Step 1: Categorize the importance and urgency of your tasks

1. Urgent & Important tasks
Write down 3 things that you find yourself doing every day because you are reacting to situations. These are tasks which must be done today, but often could have been avoided with a little bit of planning. For example, today I had to make sure my children had clean uniforms for school.

If you’re not careful, these tasks will consume your whole day. The goal is to look at these tasks with a critical eye. What could have been done to avoid this urgency? For me, I could have bought more uniforms (a “Not Urgent & Important” task) so I didn’t have to do laundry mid-week.

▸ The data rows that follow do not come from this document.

PR #4097, opened 2017-08-20
ClassicUI: add favicon and webapp manifest

resetnow:


resetnow:
You probably have seen this but just in case there is an accompanying PR in core: https://github.com/openhab/openhab-core/pull/198

kaikreuzer:
Yes, thanks - just waiting to do an ESH stable build before merging the change in openhab-core.

Issue #3898, opened 2017-07-27
Replace ESH Designer with LSP


sjka:
As discussed in https://dev.eclipse.org/mhonarc/lists/smarthome-dev/msg00144.html, we should get rid of the Eclipse SmartHome Designer and replace it with an LSP interface which can be used by arbitrary editors.

This includes:

* An update to Xtext 2.12
* Generating the required LSP artifacts within the build
* Exposing the generated language server(s) from the runtime
* Dropping all editor related bundles from eclipse/smarthome repository and the entire eclipse/smarthome-designer repository

...with all the nitty-gritty details that will be faced when implementing it.

Issue #1402, opened 2016-04-19
Use Xtext web as a potential replacement for the Designer


kaikreuzer:
Since Xtext 2.9.2, there is an initial support for web-based DSL editors, see https://www.youtube.com/watch?v=QtW6WBJztPw.

This would be a huge gain over the current Designer, since
- it does not require to build and maintain an RCP application for different platform
- there is no problem with transferring the file from a desktop to the runtime instance (see https://github.com/eclipse/smarthome/issues/619)
- the editor has direct access to all installed add-ons (e.g. rule actions), so it is easy to solve https://github.com/eclipse/smarthome/issues/997

kaikreuzer:
@chriskn told me that he successfully prototyped this feature and it seems as if there should be no blockers regarding the implementation of such a feature for the runtime.

A remaining question is, where this web editor should be built in. There are imho several options:

1. Build a new simple UI specifically for the textual configuration support.
Pros: easy to provide as an option, UI can be designed specifically for that purpose (with a file explorer, etc.)
Cons: Yet another UI, which might duplicate some features from other UIs and which makes it more difficult for the users to know what to do where

2. Add it to the Paper UI
Pros: It is the existing "admin" UI in ESH and thus the most natural place
Cons: Paper UI is designed for "touch"/mobile support, while text editing really only makes sense for PC use. Paper UI is meant to be "graphical/easy" administration, the textual files are so far the "non UI option" for the system configuration, so from a functional view, it does not really fit to the Paper UI. Furthermore, it isn't easily possible to add it as an optional feature, hence it has to be "baked in" and the code would be within the Paper UI even for solutions that do not support any textual configuration.

3. Only offer the runtime side and leave the UI to the solution
For openHAB, I could e.g. imagine that support is added in HABmin, but this is nothing that can be moved to ESH directly.
Pros: No decision needed at ESH
Cons: No UI available in ESH to demo this feature (possibly (1) could be done in a simplistic way to mitigate this issue)

What do you think? @cdjackson, what is your opinion regarding a possible HABmin integration?

maggu2810:
I agree with your cons for point 2.

For point 1 and 3 this means, offer the runtime side for both, but differ in the UI (no one for 1, add one for 3).
I would prefer to add a **simply** one (or if someone have time, it could be as good as possible) but at least one, that could be used as a showcase what is possible.
Other solutions are free to not use the simply one and add a more extended version (e.g. as part of HABmin, etc.).

[...]

PR #4100, opened 2017-08-21
Xtext upgrade

sjka:
This contributes towards #3898 and #1402: It upgrades Xtext to the latest release version. This however entails some additional upgrades due to Xtext's minimal requirements:

* Xtext 2.12
* Eclipse 4.7 (Oxygen)
* Guava 15 (requires PB CQ)

Build, runtime and designer still seem to work well for me, so the upgrade was pretty smooth. However, as the equinox upgrade it already uncovered #4091 and #4092, I'm happy for feedback if there are any more surprises related to this...


kaikreuzer:
Could you check what needs to be done in https://github.com/eclipse/smarthome/blob/master/features/karaf/esh-tp/src/main/feature/feature.xml#L167-L205 (maybe with some help of @maggu2810, who had some libs repackaged for the current version)?

kaikreuzer:
I successfully tested this and it all looks good to me.
I have added https://github.com/eclipse/smarthome/pull/4100/commits/79a486fbca45b308b41e3dfdb853e447848b0c37, which also updates the Karaf feature. I even built an openHAB distro with this and all looked good.

@maggu2810 Please also have a look, especially at my changes to the Karaf feature and let me know in case I did anything wrong there.

sjka:
As smooth as it goes until now, I created CQ 14019 for Guava 15

sjka:
FTR: The CQ got approved.

kaikreuzer:
Cool, let's go for it and see what breaks ;-)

2. Not Urgent & Important tasks
Write down 3 things that you would really like to do and are important to you. For me this list includes: writing a book, getting a morning walk in daily, and reading daily.

3. Urgent & Unimportant tasks
Write down 3 things you did today or yesterday which came up and had to be attended to, but someone else could have done, either delegated or hired out to a service like Fiverr. For example, yesterday I could have got one of the people on my work team to prepare an agenda for that meeting.

4. Not Urgent & Unimportant tasks
Write down 3 things you did today or yesterday that could have waited. Be careful here to not put something in this category which is actually important. For example, today for me this was planning a trip happening much later in the year, packing the car even though my husband agreed to do it and getting sucked into a Facebook Group on hiking.

Step 2: Create a new schedule using your priorities

Most people spend most of their time on Urgent tasks, which means they neglect the Important ones. When we do not prioritize correctly, we find that our time is used by others.

Here’s how to change your schedule so you spend more time on the things that are important to you:

1. Be deliberate about your daily choices

If tomorrow it is important to be engaged in a long meeting, is it more important for you to sleep and be rested or wake up early and take a morning walk? It’s a choice that is personal but you can’t make this choice without a little bit of planning.

Before you go to bed, write down your schedule for the next day.

Think about and write down the time you will get up, the time you will leave the house and so on. Think about what you will do for each hour of the day. Be purposeful about your daily choices.

2. Re-write your task matrix daily

If you know you have one thing that is critical to do, then put it in the Urgent and Important quadrant. Think through what is required. Is it vital that you have lunch with your daughter or call your sister? If you’ve made your schedule, you’ll know what time you have available and the trade-offs you are making with your time. This schedule will help you stay accountable
to the actual amount of time you have to do tasks.

If, for example, you are going to be at your son’s ballgame all day, then you most likely cannot spend time writing out a business case which often takes all day, so you’ll have to move that to a different place on your matrix. If this business case is critical, then how are you going to get it done? What trade-offs are you willing to make? Consider that while this may be Important, it may not be Urgent and can wait until tomorrow or the next day.

Keep your Matrix with you, and review it 2-3 times during the day. Use an Evernote template to keep it online, or simply write it down each day on a sheet of paper.

Tips for coaches
As a coach, it is your job to help your client think through the urgent and important items. An excellent way to do this is to have them keep track of the number of Urgent and Important tasks they have in a week. Your goal is to help them reduce the number of “Urgent & Important” tasks to 1-3 a week (not a day!). Emergencies happen but they should not happen every day.